To achieve photorealism, a computer must simulate the real-world flow of light by tracing rays in reverse — from the camera, bouncing off surfaces, to the light source. This intricate process demands extensive time and energy, involving millions of calculations. Kalantari's research seeks to enhance efficiency and accelerate this computational process.
Dr. Dorrin Jarrahbashi
Assistant Professor
J. Mike Walker ’66 Department of Mechanical Engineering
Jarrahbashi is investigating a novel method for predictively controlling the mixing of supercritical liquid fuel injection, potentially revolutionizing the performance and efficiency of engines powering various vehicles, from automobiles to hypersonic jets.
She will address the challenges of understanding droplet breakup at supercritical conditions, where conventional distinctions between liquid and gas phases no longer apply. The research employs molecular dynamics, direct numerical simulation and high-speed experimental measurements to tackle this. The outcomes of this study could pave the way for a new era of high-speed liquid-fueled propulsion systems, offering improved speed and efficiency compared to current standards.Dr. Garrett McKay
Assistant Professor
Zachry Department of Civil and Environmental Engineering
McKay plans to utilize his CAREER award to explore the chemical composition of light-absorbing compounds, known as chromophores, within dissolved organic matter.
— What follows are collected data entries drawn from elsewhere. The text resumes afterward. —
Issue #2392, opened 2024-02-05
dynamic frameworks won't strip archs since version 3.0.0


xiemotongye:
We use bazel to organize & build our iOS application. All worked fine in version 2.5.0.

After I update bazel to version 7.0 & rules_apple to 3.2.1, I was surprised to find out that dynamic frameworks won't strip archs anymore when I upload ipa to AppStoreConnect. The dynamic frameworks in final payload still includes the simulator arch.

```
ERROR ITMS-90087: Unsupported Architectures. The executable for MyApp.app/Frameworks/MyFmk.framework contains unsupported architectures '[x86_64]'.
```

I've confirmed that this issue has been around since version 3.0.0.

xiemotongye:
I've send a PR to fix this. https://github.com/bazelbuild/rules_apple/pull/2395
This issue may block the release plan of some iOS-dev teams that want to use bazel 7.
@keith Can you have a look?

keith:
thanks for debugging this! I submitted a PR similar to yours to fix what you found and cover that with a test https://github.com/bazelbuild/rules_apple/pull/2398

PR #2395, opened 2024-02-08
Fix the issue that the thinned dynamic frameworks would be overwritten by strip_bitcode.

xiemotongye:
Fix https://github.com/bazelbuild/rules_apple/issues/2392


xiemotongye:
The tests for xcframework arm64e could passed previously because the strip_bitcode overwrote the thinned binary to a fat binary.

keith:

This matter is present in all water bodies on Earth, encompassing both salt and freshwater.
The investigation will focus on understanding the structure of chromophores—the group of atoms responsible for color in dissolved organic matter. This knowledge is crucial as chromophore structure plays a significant role in critical processes within aquatic systems, including elemental cycles, contaminant attenuation, and ocean productivity.
Dr. Guni Sharon
Assistant Professor
Department of Computer Science and Engineering
Sharon aims to enhance the effectiveness of machine learning in safety-critical domains like traffic control signals and autonomous vehicles using his CAREER award. This involves studying and developing algorithmic combinations of supervised and reinforcement learning.
In safety-critical areas like traffic signal controls and autonomous vehicles, the application of machine learning holds significant potential for improvement. The overarching goal is to enable machine learning to learn from existing controllers, enhance safety and effectiveness and surpass current performance standards.
Dr. Justin Wilkerson
Assistant Professor
J. Mike Walker ’66 Department of Mechanical Engineering
Wilkerson will use this CAREER award to predict the deformation, failure and fracture of novel materials. This work is vital for advancing technologies like hypersonic aircraft and nuclear fusion reactors.
Wilkerson aims to address the challenge of accurately predicting material failures by developing an all-scale continuum modeling framework. Unlike traditional methods, this framework preserves fine-scale fluctuations at the atomistic and microscopic levels, providing a more thorough understanding of material behavior. This advancement enhances safety in applications spanning energy, transportation, defense and space sectors.
Dr. Na Zou
Assistant Professor
Department of Engineering Technology and Industrial Distribution
Zou aims to create a data-centric fairness framework by incorporating various aspects of standard data mining practices. The goal is to minimize bias, enhance data quality and optimize modeling processes for machine learning.
Machine learning has broad applications in healthcare, public services, education and employment sectors. However, it introduces challenges related to data bias, which can lead to discrimination against specific individuals or groups. Fairness in machine learning involves addressing algorithms' inherent or amplified bias through appropriate methods or algorithms.